Snowzilla;1501704 said:


> I sold my old plow truck this year. I have a Bobcat 753 and wondered what is more useful (easier) for clearing snow of a gravel acreage with a tear drop driveway. Trying to decide between a snow bucket 6'-7'? or a skid steer snow plow (Hiniker Big Ox 7.5')?
> 
> Anyone use either or both? The 5' bucket it came with is not real efficient.
> 
> Thanks.


Hey Nice name!!! I used to use a 6' plow box with rubber on the bottom sides and a rubber scraper. This helped with the digging in issues. I may even consider selling it seeing that I do not use it anymore. PM me if your interested.


----------



## Rat_Power_78 (Sep 16, 2008)

For doing just your gravel driveway, I would go with a bucket. They are more versatile (can carry or scoop snow if needed) plus, with the proper technique will help keep from displacing your gravel. Try putting the heel of the bucket down first then tip the front down til its just above the ground. It will leave a very thin layer of snow to pack down on your drive which I would rather have than to have to rake all that dang rock out of the grass in the spring.


----------



## Snowzilla (Oct 24, 2009)

Thanks for the input guys. Nice name too Plowzilla... I remember reading snowzilla from a honda ATC 3-wheeler magazine ad in the early 80's. I never thought of the the snow pusher (like the Scoop Dogg). Their lighter line for compact tractors seems more fitting to my smaller skid steer. 

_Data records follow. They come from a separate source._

PR #3261, opened 2026-07-15
perf(plugins): batch add-message writes and shared async detach across memory plugins

t0saki:
## Description

Memory-plugin capture hooks used to POST captured turns to `/api/v1/sessions/{id}/messages` one message at a time, so a single Stop event could spend 10+ serial round-trips (Codex: up to 8 turns + health + meta + commit inside a 30s hook budget, with a 30s per-request timeout — one slow request blew the whole budget). This PR moves the write path to the existing `POST /api/v1/sessions/{id}/messages/batch` endpoint via a new shared `batch-send.mjs` module, and promotes the Claude Code plugin's async detach writer (`async-writer.mjs`) into `memory-plugin-shared` so the Codex Stop hook also returns immediately while a detached worker does the network I/O. Measured against OV Cloud: 8 serial single POSTs ≈ 3.55s vs one batch POST ≈ 0.46s; Codex Stop hook returns in ~0.08s in async mode.

## Human Involvement

## Related Issue

N/A

## Type of Change

- [ ] Documentation update
- [x] Performance improvement
- [ ] Test update

## Changes Made

- New shared module `memory-plugin-shared/lib/batch-send.mjs`: `sendSessionMessages()` sends payloads in ≤100-message chunks (server `BatchAddMessageRequest` cap) to `/messages/batch`, falls back to serial single-message POSTs when the batch route returns 404/405 (pre-batch servers), optionally enqueues the unsent suffix to the pending queue on retryable failures, and guarantees a strict ordering contract: `payloads[0..sent)` delivered, the rest queued/failed contiguously.
- Moved `async-writer.mjs` (detach-to-worker write path) from the Claude Code plugin into `memory-plugin-shared/lib/`; the Claude Code copy is now a one-line re-export, and the Codex Stop hook (`auto-capture.mjs`) adopts it behind the same `writePathAsync` flag (default on, `OPENVIKING_WRITE_PATH_ASYNC=0` to disable). Codex PreCompact stays synchronous on purpose — it must finish before compaction rewrites the transcript.
- Converted all .mjs consumers to the shared batch sender: Codex `auto-capture`/`pre-compact-capture` (with per-chunk `capturedTurnCount` advancement), Claude Code `auto-capture`/`subagent-stop`, OpenCode `flushPendingMessages` (health check hoisted out of the per-message loop), and `agent-hook-runtime.addAgentMessages()` for Cursor/TRAE.
- Codex `fetchJSON` split into `fetchJSONRes` (surfaces HTTP status for fallback/retry classification) plus a thin delegate that preserves the existing null-on-failure semantics for health/meta/commit call sites.
- `pending-queue.enqueue()` accepts an optional `createdAt` override so batch-enqueued suffixes keep insertion order; enqueueing stops at the first failure so queued entries stay a contiguous prefix (consumers mark the first `sent + queued` payloads as captured).
- Pending-queue replay deliberately stays serial: batch-send enqueues individual `addMessage` entries, so everything queued by the new path replays through the unchanged (and old-server-compatible) serial replay.
- Installer: `assemble_agent_integration()` copies `batch-send.mjs` into the assembled shared lib so installed Cursor/TRAE runtimes resolve the new import.
- Version bumps so existing installs pick up the change: claude-code 0.4.3, codex 0.7.3, opencode 0.2.3, cursor/trae 0.1.2.

## Testing

  - [ ] Linux
  - [x] macOS
  - [ ] Windows

New `memory-plugin-shared/batch-send.test.mjs` (7 cases: chunking at 100, 404/405 serial fallback, retryable suffix enqueue, non-retryable failure, missing-status classification, serial-fallback mid-stream failure, contiguous-prefix enqueue stop) is wired into the PR workflow test list. Full plugin test list from `.github/workflows/pr.yml`: 153/153 pass. Live smoke against OV Cloud: sync mode captured a 3-turn transcript through a single batch request; async mode returned `{}` in ~0.08s with the detached worker landing all messages within 1s; batch endpoint verified on the deployed server (`added: 8` for an 8-message batch).

## Checklist

N/A

## Additional Notes

- The batch endpoint has existed since #2213, so only pre-#2213 self-hosted servers hit the serial fallback; detection is a stateless per-call probe (hooks are short-lived processes).
- Known accepted tradeoff carried over from the Claude Code plugin: in async write mode the `systemMessage` ("appended N turn(s)") never reaches the harness because the worker's stdout is discarded, and overlapping detached workers from consecutive Stop events share the Claude Code plugin's existing last-write-wins state race (window narrowed by per-chunk state saves).
- pi is untouched: its capture path is TypeScript (`sync.ts`) and its `shared/*.d.mts` declarations are hand-maintained, so the two new modules are synced to the Claude Code/Codex/OpenCode targets only (`OPENCODE_SHARED_FILES`).


ZaynJarvis (approved):
lgtm

PR #4906, opened 2026-09-10
fix(openclaw): recall from the incoming assembly prompt

ehz0ah:
OpenClaw can pass the incoming question as `assemble.prompt` while `messages` contains only prior history. The plugin ignores that prompt and only recalls from a user-message tail during transformContext, so automatic recall can be skipped entirely on a fresh session.

Forward the prompt and reuse the existing recall query, routing, and configuration logic. Return recalled context through `systemPromptAddition`, preserving archive guidance and leaving the pending user turn to OpenClaw. Disabled or bypassed recall, empty queries, failed searches, and insufficient token budget preserve the assembled history. The legacy message-based recall path remains supported.

System additions are transient, so prompt-based recall explicitly sends `dedup_turns: 0` to allow the same memory to be retrieved on a follow-up turn. Preserve the explicit zero in the HTTP request instead of inheriting the server default. Legacy message-based recall retains its existing cooldown.

Validation on Linux VPS with OpenClaw 2026.9.3 and published OpenViking 0.4.19:
- Typecheck, build, and all 787 plugin tests passed. The follow-up-turn and explicit-zero HTTP regression tests both fail on e157103 and pass with the follow-up fix.
- The normal-flow HTTP test verifies prompt recall sends zero and legacy recall still sends five.
- Live ovtest compaction passed (82.3 seconds).

Only the OpenClaw plugin changes; no server API or capture protocol changes. Avoiding repeated searches during deferred tool-loop assembly remains a separate follow-up.

### DIFF
--- a/examples/openclaw-plugin/auto-recall.ts
+++ b/examples/openclaw-plugin/auto-recall.ts
@@ -331,6 +331,7 @@ export async function buildAutoRecallContext(params: {
   rawUserTextPreview?: string;
   queryTruncated?: boolean;
   resourceTypes?: RecallResourceType[];
+  dedupTurns?: number;
 }): Promise<{ block?: string; memoryCount: number; estimatedTokens: number }> {
   const { cfg, client, agentId, actorPeerId, queryText, logger, verbose } = params;
   const queryConfig = params.queryConfig;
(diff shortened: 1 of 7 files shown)


ZaynJarvis (approved):
Reviewed 1c6075c. The previous follow-up recall blocker is resolved: prompt-based recall sends explicit dedup_turns=0 and the current server honors it. All 787 plugin tests and TypeScript checks passed locally. Repeated searches during deferred tool-loop assembly remain a non-blocking follow-up. The reported live automatic-memory failure remains unresolved and is not established as a regression from this patch. The failed integration job stops at a Rust syntax error in crates/ragfs/src/lock/provider.rs already present on main; it does not reach API tests. Approval covers the plugin change, not a claim that the combined build is green.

I didn't mind snow plowing on gravel. Kept the snow shoes on. Bumped the weight of the plow up on the first plow or two. Then when it either snow packed or we get freezing rain that locks the gravel mostly in. After a year of weekly snows where I plowed weekly I did have a lot of gravel in the lawn. I rented a Stihl power broom and was so impressed I bought one. Best thing ever for removing gravel from grass.

I realize snow plow on non 2-speed skid steer would be slow. Also seems to be a wide variety of snow buckets. Makes sense to have the see through window on those.

Also, I guess a snow pusher would save a dump cycle vs. a bucket.


----------